I think this represents a nice divide into two “classes” of computer user: the “user” who is a permanent underclass, and the “developer” or “programmer” who is a permanent overlord. Business and government like this; the former because it’s hard to sell something open and modifiable without giving away your secret sauce; the latter because they don’t want clerks suddenly differentiating from each other in terms of productivity or finding and changing anything. This is why Smalltalk failed, in my opinion. It’s hard to convince businesses to deliver apps that are fundamentally open to modification. Intellectual property and all that.
(Incidentally, you now see that business has discovered it’s possible to make the developers the middle class under themselves and the law.)
I don’t think this is a necessary state of affairs. Unix, Smalltalk and Lisp all anticipated the existence of a whole spectrum between low-level developers through users-that-program, through power users, to complete grunts. The whole Unix proposition was that your local wizard would prepare you C programs on-demand and the user-operators would string them together with shell scripting on-the-fly. Smalltalk and Lisp both supplied “open worlds” where the user cooperated with the system in a similar fashion using the local metaphors: creating objects or functions or what-have-yous, but able to modify the whole system interactively. The user of a Smalltalk system is basically a programmer. The Liskov substitution principle is really just a way of respecting that relationship as a good actor.

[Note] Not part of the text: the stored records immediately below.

PR #396, opened 2023-02-11
139 - Smarter Barbarians

### LINKED ISSUE #139: Barbarians Try to Attack Your Units and Destroy Your Roads and Cities
Instead of wandering around aimlessly, barbarians should seek loot, from your and other AI civilizations.

They should walk towards your cities, and generally try to be as much as a nuisance as possible.

This could be with individual units, or with small groups of them.  I like the idea of having it vary a bit by tribe - maybe this tribe just attacks Rambo style, but that other tribe attacks less frequently but with some coordination.  Kind of open ended, but more interesting than "beeline to nearest city" is encouraged.  If they find the city is defended, but some Iron is available to pillage?  I'd take the easy target if I were a barbarian.

QuintillusCFC:
Closes #139 

This is a set of changes to make the barbarians more dangerous.  More changes can be added to make them more dangerous, and may be as part of this PR, or later.

It also organizes them into tribes, with the idea of various tribes having different priorities.

So far the changes center around making them more opportunistic:

 - If a barbarian unit starts its turn next to an undefended non-combat unit, goodbye undefended unit
 - If a barbarian unit starts its turn next to a non-barbarian unit it thinks it has a chance of beating, it will attack

Corollary, the barbarians aren't the best at figuring out if they think they have a chance of winning yet.  I added a very simple risk calculator that takes into account defensive bonuses, but not the round-based nature of combat, meaning the barbarians will be more optimistic than they should be.

Long-term, I envision adding a more accurate combat odds calculator, and perhaps a multi-unit combat calculator (do my five units have a chance of taking that city?).  Which combat odds calculator the barbarians (and AI) use could vary based on difficulty level.

### DIFF
--- a/C7Engine/AI/BarbarianAI.cs
+++ b/C7Engine/AI/BarbarianAI.cs
@@ -16,35 +16,42 @@ namespace C7Engine {
 				throw new System.Exception("Barbarian AI can only play barbarian players");
 			}
 
-			// Copy unit list into temporary array so we can remove units while iterating.
-			// TODO: We also need to handle units spawned during the loop, e.g. leaders, armies, enslaved units. This is not so much an
-			// issue for the barbs but will be for similar loops elsewhere in the AI logic.
-			foreach (MapUnit unit in player.units.ToArray()) {
-				if (UnitIsFreeToMove(unit)) {
-					while (unit.movementPoints.canMove) {
-						//Move randomly
-						List<Tile> validTiles = unit.unitType.categories.Contains("Sea") ? unit.location.GetCoastNeighbors() : unit.location.GetLandNeighbors();
-						if (validTiles.Count == 0) {
-							//This can happen if a barbarian galley spawns next to a 1-tile lake, moves there, and doesn't have anywhere else to go.
-							log.Warning("WARNING: No valid tiles for barbarian to move to");
-							break;
-						}
-						Tile newLocation = validTiles[GameData.rng.Next(validTiles.Count)];
-						//Because it chooses a semi-cardinal direction at random, not accounting for map, it could get none
-						//if it tries to move e.g. north from the north pole.  Hence, this check.
-						if (newLocation != Tile.NONE) {
-							log.Debug("Moving barbarian at " + unit.location + " to " + newLocation);
-							if (!unit.move(unit.location.directionTo(newLocation))) {
+			BarbarianPlayer barbs = (BarbarianPlayer)player;
+
+			foreach (BarbarianTribe tribe in barbs.getTribes())
+			{
+				// Copy unit list into temporary array so we can remove units while iterating.
+				foreach (MapUnit unit in tribe.GetUnits().ToArray()) {
+					if (UnitIsFreeToMove(unit)) {
+						while (unit.movementPoints.canMove) {
+							//Move randomly
+							List<Tile> validTiles = unit.unitType.categories.Contains("Sea")
+								? unit.location.GetCoastNeighbors()
+								: unit.location.GetLandNeighbors();
+							if (validTiles.Count == 0) {
+								//This can happen if a barbarian galley spawns next to a 1-tile lake, moves there, and doesn't have anywhere else to go.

I frankly think it’s a little insulting to system analysts to assume that because they’re not programmers, they cannot fathom some kind of inbetweener system that maybe isn’t as brutal as full programming but also is substantially more powerful than using a GUI. And the real problem with the GUI, IMO, is not what it does to the user experience, it’s what it does to the development time—“the Programmer’s Full Employment Act.” A feature like subarrays is really quite simple in the model. It’s the layer upon layer of goo that has to be created and maintained which makes it so expensive. And it will finally culminate in something like an insolent child; not really knowing what it is doing or why, in severe need of more discipline.
The scientists are similar to the analysts. It seems strange to me to make them crawl through page after page of forms for submitting their scheduling block, only to give them essentially Python plus some libraries in the form of CASA for reducing the data they get. They obviously are able to grasp programming constructs—why do we force them, at great internal expense, to tolerate a UI that coddles them wrongly and then gets in their way?
A friend of mine likes to use the word operator to describe this class: people who are neither wholly victims of the GUI/programmer’s whims nor fully liberated programmers themselves. They use software that may be have required some training to understand. The software works more like their servant or peer than their boss.
I think that is what Engelbart foresaw in software as a tool to augment intellect. We got very distracted by the idea of direct manipulation, although now I think we build GUIs out of more of a cargo-cult sensibility than principle. But even that was a distraction from simpler, earlier principles: help humans comprehend faster and better and speed them to better solutions to problems. Maybe if we accept a little ugly, we can get there faster and more intelligently with less work.